I have a fourth one well underway, but I had a real bad run with the pencil work. I asked another staff member on FAC to give me some advice and some redlines and she just about redrew the picture because it sucked so bad. I felt like a total failure with that one, I stepped way out of my comfort zone with it and it showed.

Saskue (Naruto)


----------



## JohnMF

Battou said:


> Thanks.
> 
> I have a fourth one well underway, but I had a real bad run with the pencil work. I asked another staff member on FAC to give me some advice and some redlines and she just about redrew the picture because it sucked so bad. I felt like a total failure with that one, I stepped way out of my comfort zone with it and it showed.
> 
> Saskue (Naruto)



in response to that last drawing link.

You would benefit from taking some life drawing classes (if you haven't already). Once you start to understand the way the muscles and bones etc  are structured beneath the skin your work will come on leaps and bounds.

The lines you draw seem to be painstakingly overworked and stiff. A bit of practice speed drawing of the human figure will help you to get more fluid and bring your work to life. You can practice doing that with friends and family, they don't have to pose or even be aware, just draw them as they're watching tv or relaxing. Force yourself to do each sketch in under 3 minutes (for example), and do LOTS of them. It's a great exercise and you will see the improvement.


----------



## LarissaPhotography

I read a book once about how to think like Da Vinci.  And it touched on what JohnMF mentioned.  It was a principle called Arte/Scienza - or the merging of art and science.  Basically, don't try to be an artist without understanding the science of  the bone structure and the rest of the science of the human body.


----------



## thereforeiamx

hahahah that's so cute! dora and a ponyta?!


----------



## TwoRails

Nice.  I like the way the eyes are pointed correctly and not "goofy eyed."


----------



## Battou

JohnMF said:


> in response to that last drawing link.
> 
> You would benefit from taking some life drawing classes (if you haven't already).

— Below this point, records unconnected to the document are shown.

PR #816, opened 2020-02-19
I18n zero undefined null

zewa666:
related PR from v1 https://github.com/aurelia/i18n/pull/314

### DIFF
--- a/packages/i18n/src/t/translation-binding.ts
+++ b/packages/i18n/src/t/translation-binding.ts
@@ -55,7 +55,7 @@ export class TranslationBinding implements IPartialConnectableBinding {
   public parametersExpr?: IsExpression;
   private readonly i18n: I18N;
   private readonly contentAttributes: readonly string[] = contentAttributes;
-  private keyExpression!: string;
+  private keyExpression!: string | undefined | null;
   private translationParameters!: i18next.TOptions;
   private scope!: IScope;
   private isInterpolatedSourceExpr!: boolean;
@@ -166,7 +166,11 @@ export class TranslationBinding implements IPartialConnectableBinding {
   }
 
   private updateTranslations(flags: LifecycleFlags) {
-    const results = this.i18n.evaluate(this.keyExpression, this.translationParameters);
+    // zero needs to be a valid value
+    const keyExpressionSanitized = this.keyExpression === null || this.keyExpression === undefined
+      ? ""
+      : this.keyExpression;
+    const results = this.i18n.evaluate(keyExpressionSanitized, this.translationParameters);
     const content: ContentValue = Object.create(null);
     this.unobserveTargets(flags);
 
--- a/packages/i18n/src/t/translation-binding.ts
+++ b/packages/i18n/src/t/translation-binding.ts
@@ -55,7 +55,7 @@ export class TranslationBinding implements IPartialConnectableBinding {
   public parametersExpr?: IsExpression;
   private readonly i18n: I18N;
   private readonly contentAttributes: readonly string[] = contentAttributes;
-  private keyExpression!: string | undefined | null;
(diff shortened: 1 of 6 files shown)


packages/i18n/src/t/translation-binding.ts
```diff
@@ -55,7 +55,7 @@ export class TranslationBinding implements IPartialConnectableBinding {
   public parametersExpr?: IsExpression;
   private readonly i18n: I18N;
   private readonly contentAttributes: readonly string[] = contentAttributes;
-  private keyExpression!: string;
+  private keyExpression!: string | undefined | null;
```
zewa666: I have no idea why the keyExpression was created with a !, guess to suppress some TS issues. Anyways when `t.bind="whatever"` is bound to a non-string, pretty much anything can land in there

zewa666:
I've added a test which for now is failing due to trying to split() on a non-string. So it might be worth to look into this further and get the types of keyExpression right.

packages/i18n/src/t/translation-binding.ts
Sayan751: The `!` assertion is to avoid the truthy assertion for future (anything after `$bind`). I think we should not allows binding `0` at all. If the key expression does not evaluate to string (refer `this.keyExpression = this.expr.evaluate(flags, scope, this.locator, part) as string;` in `$bind`), we should simply throw an error. With this place, you can have this 
```typescript
const results = this.i18n.evaluate(this.keyExpression ?? '', this.translationParameters);
```
instead of 
```typescript
const keyExpressionSanitized = this.keyExpression === null || this.keyExpression === undefined
  ? ""
  : this.keyExpression;
const results = this.i18n.evaluate(keyExpressionSanitized, this.translationParameters);
```

IMO a non-string i18n key does not make any sense. The test is currently failing because `0.split` does not exist.

AureliaEffect:
JS Framework Benchmark: https://41746-121594173-gh.circle-artifacts.com/0/test/js-framework-benchmark/webdriver-ts-results/table.html

zewa666:
Very nice, the Reporter instead Error usage is left. Do you intend to do this at another time? Otherwise this is lgtm

Sayan751:
> Reporter instead Error usage is left. Do you intend to do this at another time?

I think the related infra is not there yet. So by convention I am marking the usages with TODOs, so that later these can be replace.

EisenbergEffect:
@Sayan751 Yes, don't hold things up for Reporter. You can throw errors or use what you like, but mark the areas with TODOs and we'll clean that up in the future when the new infrastructure is in place.

Sayan751:
@EisenbergEffect Cool! Doing that.

Sayan751:
Need to update the docs as well

Sayan751:
@zewa666 added 2 new tests and updated the doc. From my perspective, there is nothing more to be done. If I am missing something, let me know.

AureliaEffect:
JS Framework Benchmark: https://42479-121594173-gh.circle-artifacts.com/0/test/js-framework-benchmark/webdriver-ts-results/table.html

zewa666:
I'm unsure about he Docs saying its an empty string that results. What would be more of interest for the user is whether an empty textnode is created or not. But aside that all fine

Sayan751:
@zewa666 correction done :)

AureliaEffect:
JS Framework Benchmark: https://42485-121594173-gh.circle-artifacts.com/0/test/js-framework-benchmark/webdriver-ts-results/table.html

zewa666:
Lgtm

AureliaEffect:
JS Framework Benchmark: https://42672-121594173-gh.circle-artifacts.com/0/test/js-framework-benchmark/webdriver-ts-results/table.html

Once you start to understand the way the muscles and bones etc  are structured beneath the skin your work will come on leaps and bounds.
> 
> The lines you draw seem to be painstakingly overworked and stiff. A bit of practice speed drawing of the human figure will help you to get more fluid and bring your work to life. You can practice doing that with friends and family, they don't have to pose or even be aware, just draw them as they're watching tv or relaxing. Force yourself to do each sketch in under 3 minutes (for example), and do LOTS of them. It's a great exercise and you will see the improvement.





LarissaPhotography said:


> I read a book once about how to think like Da Vinci.  And it touched on what JohnMF mentioned.  It was a principle called Arte/Scienza - or the merging of art and science.  Basically, don't try to be an artist without understanding the science of  the bone structure and the rest of the science of the human body.



Well....I'll admit that there is value in what you advise, but it is not quite applickable as fully as one may think. Animeesk art work is proportionally foul to life drawing especially in the occurance of muscle structure. It is a large part of why a great many artists shun anime, some say it's fundimentally wrong. I'm not saying I would not benifit from studiying life drawing in all forms of my work, it was for that reason I bought Loomis's "Figure Drawing For All It's Worth"

What I believe happened there is simple, I am positive that the painstakingly overworked and stiff lines came about due to mind set during the process of converting my poser 6 models to animeesk inturpritations. Too much thought not enough drawing. Trying to make this into Him and this, I just over thought it. When you pair that with my cartoon drawing background where line work is somewhat ridgid it has become somthing of a bad habit that has proven leathel to my few realism works. (Here (NSFW), Here (NSFW) and Here if any one is Curious)



thereforeiamx said:


> hahahah that's so cute! dora and a ponyta?!





TwoRails said:


> Nice.  I like the way the eyes are pointed correctly and not "goofy eyed."



Thanks.


Update, two images added to first post.


----------